_WHAT THE TASK ASKS_
Transcribe, without alteration, only the lines from the one containing "to avoid out of bounds read?" through the last line of the material, both ends included.

_DATA_
PR #437, opened 2022-02-09
Handle Windows newlines.

floitsch:
Normalize line endings for source files when checking out.

### DIFF
--- a/src/compiler/scanner.cc
+++ b/src/compiler/scanner.cc
@@ -506,13 +506,12 @@ Token::Kind Scanner::scan_newline(int peek) {
   int indentation;
 
   do {
-    ASSERT(peek == 10 || peek == 13);
-    if (peek == 10) {
+    ASSERT(peek == '\n' || peek == '\r');
+    if (peek == '\r') {
       peek = advance();
       if (peek == 13) peek = advance();
     } else {
       peek = advance();
-      if (peek == 10) peek = advance();
     }
 
     // Compute indentation level of next line.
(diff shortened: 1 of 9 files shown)


src/compiler/scanner.cc
```diff
@@ -506,13 +506,12 @@ Token::Kind Scanner::scan_newline(int peek) {
   int indentation;
 
   do {
-    ASSERT(peek == 10 || peek == 13);
-    if (peek == 10) {
+    ASSERT(peek == '\n' || peek == '\r');
+    if (peek == '\r') {
       peek = advance();
       if (peek == 13) peek = advance();
```
erikcorry, line 512:
```suggestion
      if (peek == '\r') peek = advance();
```

src/compiler/toitdoc_parser.cc
```diff
@@ -951,28 +955,37 @@ int ToitdocParser::peek() {
   auto text = _toitdoc_source->text();
   ASSERT(_index <= _toitdoc_source->size());
```
erikcorry, line 956: Maybe also assert that the text is null terminated?
I assum that's why the index is allowed to be equal to the size?

src/compiler/toitdoc_parser.cc
```diff
@@ -951,28 +955,37 @@ int ToitdocParser::peek() {
...
+    //   '\n' (only ' ' or '\0').
     // Callers thus don't need to worry about '\n', but can simply check for
     //   whitespace by looking for spaces.
     if (is_single_line) return '\0';
     if (_next_index != -1) {
       // We already computed the indentation once and know that we aren't at a dedent.
       return ' ';
     }
-    _next_index = _index + 1;
+    if (c == '\r' && text[_index + 1] == '\n') {
```
erikcorry, line 968: I guess we are assuming null termination here and below
to avoid out of bounds read?

erikcorry (approved):

src/compiler/toitdoc_parser.cc
floitsch: Yes. Added a comment and assert.

src/compiler/toitdoc_parser.cc
floitsch: yes. added a comment.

_THE ANSWER_
to avoid out of bounds read?

erikcorry (approved):

src/compiler/toitdoc_parser.cc
floitsch: Yes. Added a comment and assert.

src/compiler/toitdoc_parser.cc
floitsch: yes. added a comment.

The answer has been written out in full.